— Work to complete —
From the records below, state how many lines include the word "return", giving only that number.

— Records for the task —
+++
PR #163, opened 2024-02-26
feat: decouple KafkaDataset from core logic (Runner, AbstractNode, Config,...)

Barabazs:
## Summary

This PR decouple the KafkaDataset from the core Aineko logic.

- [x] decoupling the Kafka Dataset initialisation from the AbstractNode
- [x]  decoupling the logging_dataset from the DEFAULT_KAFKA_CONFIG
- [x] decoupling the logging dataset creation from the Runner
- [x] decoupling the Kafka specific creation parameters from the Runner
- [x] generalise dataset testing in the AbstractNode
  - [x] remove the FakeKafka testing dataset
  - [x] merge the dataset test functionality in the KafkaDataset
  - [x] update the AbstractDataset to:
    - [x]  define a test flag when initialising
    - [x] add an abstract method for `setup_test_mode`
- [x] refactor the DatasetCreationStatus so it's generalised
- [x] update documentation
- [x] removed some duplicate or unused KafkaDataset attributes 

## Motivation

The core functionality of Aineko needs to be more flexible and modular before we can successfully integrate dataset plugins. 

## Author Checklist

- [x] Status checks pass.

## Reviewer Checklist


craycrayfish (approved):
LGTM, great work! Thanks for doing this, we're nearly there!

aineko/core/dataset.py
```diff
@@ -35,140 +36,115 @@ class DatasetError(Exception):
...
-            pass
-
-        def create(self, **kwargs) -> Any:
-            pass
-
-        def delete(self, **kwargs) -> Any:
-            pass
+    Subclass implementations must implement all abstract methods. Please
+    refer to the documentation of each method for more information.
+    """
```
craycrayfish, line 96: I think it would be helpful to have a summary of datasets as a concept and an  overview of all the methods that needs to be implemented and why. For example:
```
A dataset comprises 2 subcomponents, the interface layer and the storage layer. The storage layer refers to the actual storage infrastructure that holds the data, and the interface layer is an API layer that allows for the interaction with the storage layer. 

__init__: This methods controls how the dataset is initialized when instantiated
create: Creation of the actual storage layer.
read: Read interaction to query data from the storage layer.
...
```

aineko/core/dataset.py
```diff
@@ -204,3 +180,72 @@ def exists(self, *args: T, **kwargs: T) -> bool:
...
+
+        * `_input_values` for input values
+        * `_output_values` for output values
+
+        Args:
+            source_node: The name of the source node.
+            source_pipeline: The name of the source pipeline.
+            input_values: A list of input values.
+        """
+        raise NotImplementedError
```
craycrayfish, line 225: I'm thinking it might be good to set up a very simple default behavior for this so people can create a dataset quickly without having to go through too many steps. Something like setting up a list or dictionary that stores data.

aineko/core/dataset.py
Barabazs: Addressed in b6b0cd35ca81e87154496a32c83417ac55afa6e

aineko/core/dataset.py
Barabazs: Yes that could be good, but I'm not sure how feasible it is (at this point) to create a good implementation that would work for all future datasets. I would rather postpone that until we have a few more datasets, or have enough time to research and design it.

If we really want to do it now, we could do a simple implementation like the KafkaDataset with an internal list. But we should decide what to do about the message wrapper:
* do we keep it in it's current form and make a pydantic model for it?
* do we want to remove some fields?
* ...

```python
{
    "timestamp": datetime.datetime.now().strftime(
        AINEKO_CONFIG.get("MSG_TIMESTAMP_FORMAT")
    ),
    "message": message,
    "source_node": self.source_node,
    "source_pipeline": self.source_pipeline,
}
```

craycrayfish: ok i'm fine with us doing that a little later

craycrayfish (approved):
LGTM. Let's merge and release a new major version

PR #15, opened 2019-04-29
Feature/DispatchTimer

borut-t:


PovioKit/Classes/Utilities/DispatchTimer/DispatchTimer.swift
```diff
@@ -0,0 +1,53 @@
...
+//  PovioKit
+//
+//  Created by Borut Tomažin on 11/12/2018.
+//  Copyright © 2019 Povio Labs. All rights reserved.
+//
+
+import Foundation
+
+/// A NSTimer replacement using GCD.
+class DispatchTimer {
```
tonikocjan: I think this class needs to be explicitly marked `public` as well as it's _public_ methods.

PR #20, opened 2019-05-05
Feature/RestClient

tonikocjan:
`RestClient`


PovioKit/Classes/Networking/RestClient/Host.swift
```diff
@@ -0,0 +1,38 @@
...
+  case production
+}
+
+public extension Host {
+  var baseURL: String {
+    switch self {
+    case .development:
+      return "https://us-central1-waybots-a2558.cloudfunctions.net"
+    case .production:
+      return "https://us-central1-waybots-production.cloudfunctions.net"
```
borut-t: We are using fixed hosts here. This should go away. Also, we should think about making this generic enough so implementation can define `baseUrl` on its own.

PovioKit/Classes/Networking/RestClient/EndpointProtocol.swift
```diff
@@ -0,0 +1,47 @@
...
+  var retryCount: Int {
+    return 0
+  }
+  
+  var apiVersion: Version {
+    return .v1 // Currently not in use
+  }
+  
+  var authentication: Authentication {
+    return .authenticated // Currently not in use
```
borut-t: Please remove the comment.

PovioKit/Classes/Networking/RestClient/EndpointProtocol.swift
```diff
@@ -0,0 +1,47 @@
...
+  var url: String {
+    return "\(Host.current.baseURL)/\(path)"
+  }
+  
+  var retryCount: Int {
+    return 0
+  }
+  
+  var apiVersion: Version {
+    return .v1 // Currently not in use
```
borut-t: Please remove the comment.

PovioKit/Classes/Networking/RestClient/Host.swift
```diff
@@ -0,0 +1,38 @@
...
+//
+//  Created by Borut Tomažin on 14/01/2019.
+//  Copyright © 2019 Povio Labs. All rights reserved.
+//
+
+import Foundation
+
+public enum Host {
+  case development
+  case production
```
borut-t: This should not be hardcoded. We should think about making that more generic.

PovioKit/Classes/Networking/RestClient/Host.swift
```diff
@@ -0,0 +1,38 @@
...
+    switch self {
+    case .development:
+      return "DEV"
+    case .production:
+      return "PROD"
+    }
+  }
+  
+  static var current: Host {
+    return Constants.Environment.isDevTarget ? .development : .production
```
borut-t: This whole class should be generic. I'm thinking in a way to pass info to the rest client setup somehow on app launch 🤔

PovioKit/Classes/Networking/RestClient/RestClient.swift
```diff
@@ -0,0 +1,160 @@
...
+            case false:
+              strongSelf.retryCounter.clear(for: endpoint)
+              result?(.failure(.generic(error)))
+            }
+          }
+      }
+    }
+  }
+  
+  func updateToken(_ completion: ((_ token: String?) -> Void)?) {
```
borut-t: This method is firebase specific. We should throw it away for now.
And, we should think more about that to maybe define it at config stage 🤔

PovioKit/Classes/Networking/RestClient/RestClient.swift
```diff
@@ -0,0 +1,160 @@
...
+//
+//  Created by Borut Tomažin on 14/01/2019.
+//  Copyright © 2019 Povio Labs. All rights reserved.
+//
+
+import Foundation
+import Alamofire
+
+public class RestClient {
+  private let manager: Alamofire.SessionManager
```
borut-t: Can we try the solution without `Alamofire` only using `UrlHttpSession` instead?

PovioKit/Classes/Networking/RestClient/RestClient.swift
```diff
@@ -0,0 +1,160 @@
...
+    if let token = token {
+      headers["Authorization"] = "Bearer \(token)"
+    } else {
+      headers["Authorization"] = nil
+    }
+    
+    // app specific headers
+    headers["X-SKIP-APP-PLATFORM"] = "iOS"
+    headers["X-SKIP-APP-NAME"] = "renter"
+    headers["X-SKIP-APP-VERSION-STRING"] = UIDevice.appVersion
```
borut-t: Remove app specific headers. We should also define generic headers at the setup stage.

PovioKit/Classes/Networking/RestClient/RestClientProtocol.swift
+++
— Task result —
11